The video, originally published by BuzzFeed, revealed that Obama did not say any of the words we heard while watching the video. The voice was actually by Get Out director Jordan Peele whose spelling and mouth were digitally inserted into an original video of the former president.
Recently, the AI-Softwares have reached another level by generating audio deepfakes that could “tease or flirt with someone.” It is not related only to visual materials anymore. According to websites, an AI voice startup called Sonantic has created a synthetic voice that can express teasing and flirtation. The startup has worked on incorporating the non-speech sounds, breath tiny scoffs, and half-hidden chuckles to generate these voices.
The AI startup has tried to imitate a real-life person’s voice, using the software interface that lets users type out the speech they want to synthesize.
It is also crucial to specify the mood of the delivery and select the proper voice from a list of AI voices, most of which belong to real human actors. The software also allows the user to determine “emotional choices for delivery,” including anger, fear, happiness, and other emotions to attract the audience’s attention and to make the voice trustworthy.
AI voice synthesis can help in entertainment product making. But can be used to spread fake news as well. Artificial Intelligence allows the manipulation of sounds and vocals. It can generate non existed human voices using emotional effects. And this is what makes them persuasive.
The audio material used to be rarely discussed among deep fake subjects. The audio part was a tool for validating the authenticity of a video. We can often say that the footage is fake or generated if the audio clip does not match the lips movements or the facial expressions. But today, the authenticity of the audio is also questioned.
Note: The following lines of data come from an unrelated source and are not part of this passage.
PR #489, opened 2022-02-25
[FIX] PDF417 produces corrupt output #488

bayramarslan:
[FIX] PDF417 produces corrupt output [https://github.com/tecnickcom/TCPDF/issues/488](url)

PR #534, opened 2022-06-30
FIX: PDF417 corrupt output problem, solution set bcmath scale parameter to zero

bayramarslan:
FIXES #489


williamdes (approved):

nicolaasuni:
The barcode methods in this library are obsolete and unmaintained.
Please use instead tc-lib-barcode.

nicolaasuni:
The scale parameter was added in PHP 7.2 and this change will break backward compatibility.
TCPDF is compatible with PHP 5.3.0

nicolaasuni (approved):

nicolaasuni:
@bayramarslan please sign the license/cla to merge this.

Issue #537, opened 2022-07-05
Project maintenance


theofidry:
Hi @nicolaasuni,

I was wondering if you would consider adding new maintainers to the project. I think a few people are looking to help, e.g. @mvorisek and @williamdes were a bit active last year and I think in general there is quite a few attempts at contributing. I would also be happy to help: I have little personal time for it but since my company is using it I can definitely allocate some time for at the very least helping with the reviews & merging.

I however understand it's not an easy decision, and there is always the fear of the new maintainers going in a very different direction, messing things up, being too aggressive with refactorings or migrating etc.
If this is the case, I would highly recommend the approach adopted by @\fzaninotto for https://github.com/fzaninotto/Faker or myself for https://github.com/humbug/humbug which is archiving the project and pointing to an alternative, which could also be a fork.

This package can boast of a 35k daily download and is definitely one if not the most popular PDF generator in the PHP community. I do use it for a couple of professional projects as well and personally I would love to see it be active again one way or another and propose changes to come back more in line with modern PHP whilst providing an acceptable migration path and BC compatibility as much as possible given its wide usage.

williamdes:
> would consider adding new maintainers to the project. I think a few people are looking to help, e.g. @mvorisek and @williamdes were a bit active last year and I think in general there is quite a few attempts at contributing. 

I am willing to continue my daily issue review and PR reviews
I would definitely need some communication from the project owner
I had started a fork as some users have done, just to merge bug fixes and have them in production

This project is so huge and used everywhere it is critical it stays maintained as long as possible
But without communication it will take another path some day and I really do not know what to expect
We use it at work, some laravel libs use it
And at @phpmyadmin we use it
I even do the Debian/Ubuntu packaging for tcpdf: https://tracker.debian.org/pkg/tcpdf

So please @nicolaasuni give us some hope 🙏🏻 
We can invest time to keep this afloat

williamdes:
Ref https://github.com/code-lts/WarnockPDF/discussions/1#discussioncomment-537344

managerrojo:
hi guys im working in a project that use it this Library and in the error Log show me:

Array and string offset access syntax with curly braces is no longer supported in /var/www/html/vendor/rafikhaceb/tcpdi/tcpdi_parser.php on line 818

818 : $frag = $data{$offset} . @$data{$offset+1} . @$data{$offset+2} . @$data{$offset+3};

since this way is deprecate after 7.4 a this new way : 

[...]

PR #541, opened 2022-07-26
Allow for bar width reduction

ro0NL:
Hi,

See https://barcode-test.com/barcode-advice/bar-width-reduction/ for more information

See also https://sourceforge.net/p/tcpdf/discussion/435311/thread/e00f50f8/#756c, which ultimately led to this fix

I can confirm _BWR_ on our side is also needed to account for "press gain compensation"

We are currenly applying this patch for 2-3 years in prod, and if it could be merged upstream, well, i'd be super happy :)

Thoughts?


williamdes:
Could you also add an example file in `examples` like https://github.com/tecnickcom/TCPDF/blob/main/examples/example_066.php ?

ro0NL:
@williamdes i've updated existing example_027, which seemed best for general discoverability

`.5` as an example value should give a good impression what this option does:

image

williamdes (approved):
Thank you, this is really awesome!

ro0NL:
cc @nicolaasuni (yes being a project maintainer means random ppl will ping you)

ro0NL:
closing while #537 remains open

PR #548, opened 2022-08-31
fix: php 8.1 notices

jmaumene:
PHP Deprecated:  Implicit conversion from float 31.5 to int loses precision in /var/www/html/vendor/tecnickcom/tcpdf/include/barcodes/qrcode.php on line 891
PHP Deprecated:  Implicit conversion from float 3.5 to int loses precision in /var/www/html/vendor/tecnickcom/tcpdf/include/barcodes/qrcode.php on line 895


williamdes (approved):

jtvanschagen (approved):

jmaumene:
there is a bug with the CLA, I signed it the first day and started over several times.

andreasvonburg:
Would be great if this could be merged.

marinaglancy:
hi, this is a correct patch and solves the problem for us (Moodle) as well. Can it please be merged?

williamdes:
Hi @nicolaasuni 
Would you mind having a look ?

Issue #561, opened 2022-11-14
Multi-byte characters in filename are silently discarded during output


paulholden:
When a filename contains multi-byte characters (as in the description of https://tracker.moodle.org/browse/MDL-76273) they are silently discarded by the `Output()` method

It would be good to encode them, such that they are preserved

Similar to issue #514

PR #562, opened 2022-11-14
Multi-byte character support for filename during output (#561).

paulholden:
Resolution for https://github.com/tecnickcom/TCPDF/issues/561

When a filename contains multi-byte characters (as in the description of https://tracker.moodle.org/browse/MDL-76273) they are silently discarded by the Output() method

It would be good to encode them, such that they are preserved


tcpdf.php
```diff
@@ -7711,7 +7708,8 @@ public function Output($name='doc.pdf', $dest='I') {
 					header('Pragma: public');
 					header('Expires: Sat, 26 Jul 1997 05:00:00 GMT'); // Date in the past
 					header('Last-Modified: '.gmdate('D, d M Y H:i:s').' GMT');
-					header('Content-Disposition: inline; filename="'.basename($name).'"');
+					header('Content-Disposition: inline; filename="' . rawurlencode(basename($name)) . '"; ' .
+						'filename*=U-TF8\'\'' . rawurlencode(basename($name)));
```
Fighter456, line 7712:
```suggestion
						'filename*=UTF-8\'\'' . rawurlencode(basename($name)));
```

Fighter456 (changes requested):
Otherwise LGTM

tcpdf.php
paulholden: Wow, can't believe I missed that - thanks @Fighter456 for your quick response :+1:

Fighter456 (approved):

nicolaasuni (approved):

PR #572, opened 2022-12-10
Extract method to get TCPDF producer

MauricioFauth:
Wraps `TCPDF_STATIC::getTCPDFProducer()` calls with a private method and adds an empty private property that can be used to change the producer line. The private property can be changed with the reflection API.

Both method and property are declared as private to avoid BC breaks.

The idea is to help with testing PDF generation, by using a predictable producer line.

- Related to https://github.com/tecnickcom/TCPDF/pull/85


williamdes (approved):

williamdes (approved):

williamdes:
@nicolaasuni could you review this one please ?

nicolaasuni:
The producer line is intentionally hardcoded.
New features like this one could be considered for the new tc-lib-pdf project.

PR #575, opened 2022-12-21
Check fonts files with phpstan too

mvorisek:
https://github.com/phpstan/phpstan/issues/7955 was fixed

### DIFF
--- a/.github/workflows/tests.yml
+++ b/.github/workflows/tests.yml
@@ -132,4 +132,4 @@ jobs:
             - name: Install phpstan
               run: composer require --dev phpstan/phpstan
             - name: Analyse files
-              run: ./vendor/bin/phpstan --memory-limit=2G
+              run: ./vendor/bin/phpstan --memory-limit=6G
--- a/phpstan.neon.dist
+++ b/phpstan.neon.dist
@@ -4,8 +4,6 @@ parameters:
         - ./
     excludePaths:
         - vendor/
-        # remove once https://github.com/phpstan/phpstan/issues/7955 is fixed
-        - fonts/
         - tests/
 
     scanFiles:


williamdes (dismissed):

.github/workflows/tests.yml
```diff
@@ -132,4 +132,4 @@ jobs:
             - name: Install phpstan
               run: composer require --dev phpstan/phpstan
             - name: Analyse files
-              run: ./vendor/bin/phpstan --memory-limit=2G
+              run: ./vendor/bin/phpstan --memory-limit=-1
```
williamdes, line 135: Thats kind of evil ^^
Maybe @staabm would like to debug this phpstan memory issue?

staabm: > when parallel processing is enabled (default)

yeah, thats expected. every worker proces has the limit you define here. so e.g. with 4 workers you allow phpstan to consume 4x memory-limit to consume

staabm: btw: I am fine with analyzing stuff, but just running phpstan on this project already shows me that alone analyzing the main file takes 7 minutes.

```
/Users/staabm/workspace/TCPDF/tcpdf.php
--- consumed 390 MB, total 930 MB, took 442.72 s
```

@mvorisek I would have expected that someone with interesst in this TCPDF project would have at least analyzed the slow files or similar. expecting that I do that all for you is like a bad joke.

just telling some random open source developer spending their freetime on your problems is not the way how this works

williamdes: > expecting that I do that all for you is like a bad joke.
just telling some random open source developer spending their freetime on your problems is not the way how this works

I apologize for the ping then, I should have looked at it closer before

staabm: fine then. I think analyzing this project could be way faster by splitting the huge files into parts and getting rid of the manual require/include calls but use regular autoloading instead.

mvorisek: we need to wait for 1.9.5 phpstan release, then let's check the performance and memory requirements again

staabm: fwiw, I did my measure with 1.9.x-dev

williamdes (dismissed):

nicolaasuni (approved):

PR #581, opened 2023-01-15
Fix composite glyph output

ren1244:
Fix Composite Glyph Output

overview

## Problem Reproduction

1. Test Font: [kaiu.ttf](https://github.com/thumbb13555/PDFMakerExample/blob/master/app/src/main/assets/kaiu.ttf)
2. Test Code
```php
<?php
require('vendor/autoload.php');

// add test font
$font = TCPDF_FONTS::addTTFfont('kaiu.ttf');

// create new PDF document
$pdf = new TCPDF(PDF_PAGE_ORIENTATION, PDF_UNIT, PDF_PAGE_FORMAT, true, 'UTF-8', false);

// remove default header/footer
$pdf->setPrintHeader(false);
$pdf->setPrintFooter(false);

// set default monospaced font
$pdf->SetDefaultMonospacedFont(PDF_FONT_MONOSPACED);

// set margins
$pdf->SetMargins(PDF_MARGIN_LEFT, PDF_MARGIN_TOP, PDF_MARGIN_RIGHT);

// set default font subsetting mode
$pdf->setFontSubsetting(true);

// set font
$pdf->SetFont($font, '', 12);

// add a page
$pdf->AddPage();

// get esternal file content
$utf8text = "月落烏啼霜滿天\n江楓漁火對愁眠\n姑蘇城外寒山寺\n夜半鐘聲到客船";

// write the text
$pdf->Write(5, $utf8text, '', 0, '', false, 0, false, false, 0);

//Close and output PDF document
$pdf->Output('example_008.pdf', 'I');
```

## Related Reference

[https://learn.microsoft.com/en-us/typography/opentype/spec/otff](https://learn.microsoft.com/en-us/typography/opentype/spec/otff)

> All tables must begin on four-byte boundaries, and any remaining space between tables must be padded with zeros. The length of each table should be recorded in the table record with the actual length of data, not the padded length.

### DIFF
--- a/include/tcpdf_fonts.php
+++ b/include/tcpdf_fonts.php
@@ -1323,14 +1323,9 @@ class TCPDF_FONTS {
 					// set the checkSumAdjustment to 0
 					$table[$tag]['data'] = substr($table[$tag]['data'], 0, 8)."\x0\x0\x0\x0".substr($table[$tag]['data'], 12);
 				}
-				$pad = 4 - ($table[$tag]['length'] % 4);
-				if ($pad != 4) {
-					// the length of a table must be a multiple of four bytes
-					$table[$tag]['length'] += $pad;
-					$table[$tag]['data'] .= str_repeat("\x0", $pad);
-				}
 				$table[$tag]['offset'] = $offset;
 				$offset += $table[$tag]['length'];
+				$offset = $offset + 3 & ~3;
 				// check sum is not changed (so keep the following line commented)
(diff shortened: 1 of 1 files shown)


ren1244:
This PR also fix a bug about subset.
Please review tcpdf_fonts.php line 1386.
CheckSumAdjustment write wrong position.
It cause unpredictable behavior.

ren1244:
Update code to fit _getTTFtableChecksum requirements

nicolaasuni (approved):

PR #584, opened 2023-01-20
fix for #583

### LINKED ISSUE #583: Trying to access array offset on value of type bool with PDF/A
Hi,

when building a pdf/a i get this exception:

```php
Trying to access array offset on value of type bool

  at vendor/tecnickcom/tcpdf/tcpdf.php:9917
    9913▕                               }
    9914▕                               $out .= ' >> >>';
    9915▕                       }
    9916▕                       $font = $this->getFontBuffer('helvetica');
  ➜ 9917▕                       $out .= ' /DA (/F'.$font['i'].' 0 Tf 0 g)';
    9918▕                       $out .= ' /Q '.(($this->rtl)?'2':'0');
    9919▕                       //$out .= ' /XFA ';
    9920▕                       $out .= ' >>';
    9921▕                       // signatures
```

the problem is IMO in the line 
https://github.com/tecnickcom/TCPDF/blob/2fb1c01bc37487d1f94fe1297f8d8ad1b5c290bb/tcpdf.php#L9928

which should be
```php
 $font = $this->getFontBuffer((($this->pdfa_mode) ? 'pdfa' : '') .'helvetica');
 ```

can you reproduce and fix, thanks!

### PR DESCRIPTION
**Pull request by simonbuehler**
should be ok now, fixes #583

### DIFF
--- a/tcpdf.php
+++ b/tcpdf.php
@@ -9925,7 +9925,7 @@ class TCPDF {
 				}
 				$out .= ' >> >>';
 			}
-			$this->getFontBuffer((($this->pdfa_mode) ? 'pdfa' : '') .'helvetica');
+			$font = $this->getFontBuffer((($this->pdfa_mode) ? 'pdfa' : '') .'helvetica');
 			$out .= ' /DA (/F'.$font['i'].' 0 Tf 0 g)';
 			$out .= ' /Q '.(($this->rtl)?'2':'0');
 			//$out .= ' /XFA ';
--- a/tcpdf.php
+++ b/tcpdf.php
@@ -9925,7 +9925,7 @@ class TCPDF {
 				}
 				$out .= ' >> >>';
 			}
-			$font = $this->getFontBuffer('helvetica');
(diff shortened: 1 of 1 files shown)

### CODE REVIEW

File: tcpdf.php [hunk 1]
```diff
@@ -9925,7 +9925,7 @@ protected function _putcatalog() {
 				}
 				$out .= ' >> >>';
 			}
-			$font = $this->getFontBuffer('helvetica');
+			$font = $this->getFontBuffer((($this->pdfa_mode) ? 'pdfa' : '') .'helvetica');
```
williamdes, line 9928: So there is a pdfahelvetica mode?

Can you create a new example in the examples folder?
Or update one that is for pdfa?

This will be run as a test on our test suite

simonbuehler: the sample 065 just needs a 

```php
$certificate = 'file:///my.pem';
$privateKey  = 'file://my.prv.key.pem';
// set document signature
$pdf->setSignature($certificate, $privateKey, '', '', 1, array());
```
for the error to pop up

nicolaasuni (approved):

PR #588, opened 2023-02-03
Fix PHP8.2 str_split function returns empty arrays for empty strings

HuongNV13:
In PHP 8.2, the str_split function will returns empty arrays for empty strings.
See: https://php.watch/versions/8.2/str_split-empty-string-empty-array

We can use mb_str_split() instead

### DIFF
--- a/include/barcodes/qrcode.php
+++ b/include/barcodes/qrcode.php
@@ -638,7 +638,8 @@ class QRcode {
 		$barcode_array['bcode'] = array();
 		foreach ($qrTab as $line) {
 			$arrAdd = array();
-			foreach (str_split($line) as $char) {
+            $chars = function_exists('mb_str_split') ? mb_str_split($line) : str_split($line);
+			foreach ($chars as $char) {
 				$arrAdd[] = ($char=='1')?1:0;
 			}
 			$barcode_array['bcode'][] = $arrAdd;
@@ -1307,7 +1308,8 @@ class QRcode {
 				return $this->eatAn();
 			}
 		}
-		$this->items = $this->appendNewInputItem($this->items, QR_MODE_NM, $run, str_split($this->dataStr));
+        $data = function_exists('mb_str_split') ? mb_str_split($this->dataStr) : str_split($this->dataStr);
+		$this->items = $this->appendNewInputItem($this->items, QR_MODE_NM, $run, $data);
 		return $run;
 	}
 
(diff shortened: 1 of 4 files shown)


williamdes (dismissed):

fooman:
Unfortunately [mb_str_split()](https://www.php.net/manual/en/function.mb-str-split.php) was only introduced in php7.4 which will make swapping this out trickier.

williamdes:
> Unfortunately [mb_str_split()](https://www.php.net/manual/en/function.mb-str-split.php) was only introduced in php7.4 which will make swapping this out trickier.

Thanks for the hint!
Okay, some code needs to be added and use PHP_MAJOR_VERSION const and it's friends

williamdes:
or maybe just `function_exists()`

HuongNV13:
Thanks, everyone.
I have updated the code to use function_exists() to use the correct method.

williamdes (approved):

MacGritsch:
I think this is not a valid fix as mb_str_split() behaves the same way as str_split() in PHP 8.2 and above.
So why dont check if its an empty string (and if its needed in that case).
Otherwise you could also write a function str_split_old() which returns array('') if the input string is empty.

include/barcodes/qrcode.php
```diff
@@ -638,7 +638,8 @@ public function __construct($code, $eclevel = 'L') {
 		$barcode_array['bcode'] = array();
 		foreach ($qrTab as $line) {
 			$arrAdd = array();
-			foreach (str_split($line) as $char) {
+            $chars = function_exists('mb_str_split') ? mb_str_split($line) : str_split($line);
```
survik1, line 641: Looks like incorrect indentation, project uses tabs while this code introduces spaces. Same can be said about all other new lines in this MR.

nicolaasuni:
Could you please instead create a wrapper function in tcpdf_static.php?

HuongNV13:
Hi Nicola,
Sorry for the late reply, I was busy with my project.
I will update the patch soon.

Thanks,

nicolaasuni:
Hi,
If this is still an issue please try to create a wrapper function in tcpdf_static.php.
Alternatively please consider using the new tc-lib-pdf if you don't need HTML/CSS/SVG/Javascript features that are still in development.

williamdes:
> If this is still an issue please try to create a wrapper function in tcpdf_static.php.

Very good idead
@HuongNV13 can you do it ?

This PR should be marked as draft for now

nicolaasuni:
Thank you very much, @HuongNV13, for tracking down the PHP 8.2 `str_split()` behaviour change and proposing a fix - it is genuinely appreciated.

The empty-string edge case you identified is handled correctly in the modern PHP string utilities used by **[tc-lib-pdf](https://github.com/tecnickcom/tc-lib-pdf)**. If you encounter a related issue there, feel free to open a PR or issue in that repository. If you need any help adapting your fix to the new library, please open a discussion and I will do my best to assist.

PR #594, opened 2023-03-07
show correct error on incorrect encoding

rubo77:
Signed-off-by: Ruben Barkow-Kuder <github@r.z11.de>

E.G if you try this:

    $pdf->multiCell(0, 4, 'Some non-UTF-8 text: '.unhtmlentities('&uuml;'), 0, 'L');

You will get this error on PHP 8.1:

    Fatal error: Uncaught ValueError: max(): Argument #1 ($value) must contain at least one element in tcpdf.php:6412

This commit will show a useful error with the causing string

### DIFF
--- a/include/tcpdf_fonts.php
+++ b/include/tcpdf_fonts.php
@@ -2002,7 +2002,11 @@ class TCPDF_FONTS {
 		if ($isunicode) {
 			// requires PCRE unicode support turned on
 			$chars = TCPDF_STATIC::pregSplit('//','u', $str, -1, PREG_SPLIT_NO_EMPTY);
-			$carr = array_map(array('TCPDF_FONTS', 'uniord'), $chars);
+			if(empty($chars)){
+				die('TCPDF Error: Incorrect encoding: '.$str);
+			}else{
+				$carr = array_map(array('TCPDF_FONTS', 'uniord'), $chars);
+			}
 		} else {
 			$chars = str_split($str);
 			$carr = array_map('ord', $chars);


williamdes (changes requested):
This does not feel like the right fix 🤔

rubo77:
The problem is, that this line:
    // get array of unicode values
    $chars = TCPDF_FONTS::UTF8StringToArray($s, $this->isunicode, $this->CurrentFont);
	
sets $char to an empty array if $s contains non-utf8 characters

rubo77:
I moved the error code generation into the function `UTF8StringToArray()`.

The problem always was before PHP8: if there are non-utf8- characters, the PDF generation was just ignoring this whole Cell, leaving it empty without warning.

This should enlight users a bit, what is going wrong then

rubo77:
Maybe we should add `and !empty($str)` ?

include/tcpdf_fonts.php
```diff
@@ -2002,7 +2002,11 @@ public static function UTF8StringToArray($str, $isunicode, &$currentfont) {
 		if ($isunicode) {
 			// requires PCRE unicode support turned on
 			$chars = TCPDF_STATIC::pregSplit('//','u', $str, -1, PREG_SPLIT_NO_EMPTY);
-			$carr = array_map(array('TCPDF_FONTS', 'uniord'), $chars);
+			if(empty($chars)){
+				die('TCPDF Error: Incorrect encoding: '.$str);
+			}else{
+				$carr = array_map(array('TCPDF_FONTS', 'uniord'), $chars);
```
williamdes, line 2008: please change this for PHP 8.2 compat, see #633 (#632)

rubo77:
Please resolve this someone else. Sorry I don't have the time any more

PR #595, opened 2023-03-16
Fix PHP Warning: chr() expects parameter 1 to be int, string given

rubo77:
in include/tcpdf_fonts.php on line 1674

### DIFF
--- a/include/tcpdf_fonts.php
+++ b/include/tcpdf_fonts.php
@@ -1671,7 +1671,11 @@ class TCPDF_FONTS {
 			return chr($c);
 		} elseif ($c <= 0x7F) {
 			// one byte
-			return chr($c);
+			if (is_int($c)) {
+				return chr($c);
+			} else {
+				return chr(intval($c));
+			}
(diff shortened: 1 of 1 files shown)


include/tcpdf_fonts.php
```diff
@@ -1671,7 +1671,11 @@ public static function unichr($c, $unicode=true) {
 			return chr($c);
 		} elseif ($c <= 0x7F) {
 			// one byte
-			return chr($c);
+			if (is_int($c)) {
+				return chr($c);
+			} else {
+				return chr(intval($c));
```
williamdes, line 1677: that's already done some lines above, `$c = intval($c);`

rubo77:
+1

I already wondered, if such an old bug isn't fixed otherwise already

williamdes:
Are you using the latest TCPDF ?

The fix was made in https://github.com/rubo77/TCPDF/commit/e2deae00e5ac436560667d6afe1fe2bac3ec8859

Released since: 6.3.0

PR #598, opened 2023-03-19
Typehints for getHeaderMargin() and setHeaderMargin() are inconsistent

fisharebest:
This PR just updates a couple of inconsistent type-hints in the phpdoc.

The header/footer margins are both `float`, but the getters/setters have  inconsistent PHPDOC.

`getFooterMargin()` has `@return float`, but `setFooterMargin()` has `@param int $fm`.

`getHeaderMargin()` has `@return float`, but `setHeaderMargin()` has `@param int $hm`.

### DIFF
--- a/tcpdf.php
+++ b/tcpdf.php
@@ -574,12 +574,14 @@ class TCPDF {
 	/**
 	 * Minimum distance between header and top page margin.
 	 * @protected
+	 * @var float
 	 */
 	protected $header_margin;
 
 	/**
 	 * Minimum distance between footer and bottom page margin.
 	 * @protected
+	 * @var float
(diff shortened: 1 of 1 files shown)


williamdes (approved):
That's okay, but could you also add `@var float` on the properties?

fisharebest:
> that's okay, but could you also add @var float on the properties?

Sure!

I wasn't sure of the project's policy - so I just changed the external interfaces.

williamdes (approved):
Thank you for this PR
Now we need to be very patient until it can be merged ;)

nicolaasuni (approved):

PR #601, opened 2023-03-24
 Fix: #553

### LINKED ISSUE #553: GD library error: imagecreatefrompng(): gd-png: libpng warning: iCCP: known incorrect sRGB profile
HI,

I have facing an issues when upload the image to be display for pdf using path.
 after I have amend the tcpdf.php and change as below :

$img = imagecreatefrompng($file);  ===> $img = @imagecreatefrompng($file);

then the files is working fine. But currently i try using imageExpression to pass the value to the path, but the image not working.

Anyone can assists?

Thanks.

lpetrora:
Fix: #553

### DIFF
--- a/tcpdf.php
+++ b/tcpdf.php
@@ -7121,6 +7121,11 @@ class TCPDF {
 			$mtd = '_parse'.$type;
 			// GD image handler function
 			$gdfunction = 'imagecreatefrom'.$type;
+			
+			if ($type === 'png') {
+				$gdfunction = '@' . $gdfunction;
+			}
+
 			$info = false;
 			if ((method_exists('TCPDF_IMAGES', $mtd)) AND (!($resize AND (function_exists($gdfunction) OR extension_loaded('imagick'))))) {
 				// TCPDF image functions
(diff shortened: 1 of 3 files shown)


lpetrora:
I have already signed the CLA but the status is still pending. I tried to recheck but there is no change

williamdes:
Please edit the description to use `Fixes: #553` or `Fix: #553`

tcpdf.php
```diff
@@ -7121,6 +7121,11 @@ public function Image($file, $x=null, $y=null, $w=0, $h=0, $type='', $link='', $
 			$mtd = '_parse'.$type;
 			// GD image handler function
 			$gdfunction = 'imagecreatefrom'.$type;
+			
+			if ($type === 'png') {
+				$gdfunction = '@' . $gdfunction;
```
mvorisek, line 7126: this cannot work - https://3v4l.org/lbu9o

williamdes (changes requested):
Thanks for the testing @mvorisek 

This PR does not work correctly: https://github.com/tecnickcom/TCPDF/pull/601#discussion_r1174422155

THenkeDE:
to bypass this you have to add a helper variable like

```
			$gdfunction = 'imagecreatefrom'.$type;
			$silenceGdfunction = $type === 'png';
			...
					// GD library
					$img = $silenceGdfunction ? @$gdfunction($file) : $gdfunction($file);
```
but i have no idea if silencing a method was, is oder ever will be a good decision.

nicolaasuni:
It looks like this PR is not yet ready as there are unsolved comments.
I agree that suppressing errors is not actually a fix.
NOTE: the new tc-lib-pdf library has already a better image support if you can wait for the other HTML/CSS/SVG/Javascript features to be ported.

Issue #577, opened 2022-12-25
tcpdf_import


vinojz:
This file has not been updated for a long time，When do you plan to update it.

williamdes:
See #574
I'd say never ^^

Issue #574, opened 2022-12-17
Delete non used and non usable import code? 


williamdes:
Hi @nicolaasuni

Could we delete the tcpdf import code as it is not finished and should not be used by anyone?

That would reduce this library a bit

nagyimre1980:
files to delete:
tcpdf_import.php
tcpdf_parser.php
include/tcpdf_filters.php

williamdes:
Yes, @nicolaasuni please let us know

vinojz:
I have a PDF file, how can I show it in the browser.

williamdes:
> I have a PDF file, how can I show it in the browser.

Off topic, sorry

williamdes:
@nicolaasuni opinion needed on this one. Else close it

jansor:
hi Just wanne check-up on this, i dont know the code well enough, but effectively we use [https://github.com/Setasign/FPDI](https://github.com/Setasign/FPDI) to import pdf files, i am not sure if they use any direct part of the files mentioned above? would this break Setasign/FPDI ?? Just concerned.

Thank you for the continued work on this

williamdes:
> hi Just wanne check-up on this, i dont know the code well enough, but effectively we use https://github.com/Setasign/FPDI to import pdf files, i am not sure if they use any direct part of the files mentioned above? would this break Setasign/FPDI ?? Just concerned.

99.9% chance they are unrelated. The code at TCPDF for importing is reported as unfinished

PR #605, opened 2023-04-05
feat: remove examples from packaging

shyim:
image
saves 2MB in everyones vendor folder :)


williamdes (approved):
Well, that will not help me at Debian packaging, but I will manage to workaround it
Thanks !

shyim:
composer package as debian package? 😱

williamdes:
> composer package as debian package? scream

Well, no. But in a sense yes.
Let me explain, the file you just changed controls the command `git archive`. GitHub uses that to give you nice tarballs on branches and tags/releases.

The tarballs are re-used by packagist/composer. And also packaging people in Debian or other distributions.
See: https://salsa.debian.org/phpmyadmin-team/tcpdf
See: https://salsa.debian.org/phpmyadmin-team/tcpdf/-/blob/debian/6.6.2+dfsg1-1_bpo11+1/debian/watch (the file used by [Debian watch](https://wiki.debian.org/debian/watch) )

So if you exclude tests or other files from the git archive, other users who need them will have to use git clone to have them back. It's not very cool but sometimes it's best for everyone to have them excluded from the git archive.
Because at Debian the tests will be run on the source code to ensure the packaged code really works: https://salsa.debian.org/phpmyadmin-team/tcpdf/-/blob/debian/6.6.2+dfsg1-1_bpo11+1/debian/tests/control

Audio deep fake seems to be a new way to spread fake news, especially with this number of vocals circulating that most fact-checkers could face difficulties while trying to debunk. NGOs and media outlets have often discussed the perils of deep fake in politics. With the rise of AI uses, the deepfakes are now invading the human’s emotional life with generated vocals that can carry all sorts of feelings people are chasing. The audio deep fake can be described as “the future of fake news” as there are no developed and available tools to identify the AI-generated vocals.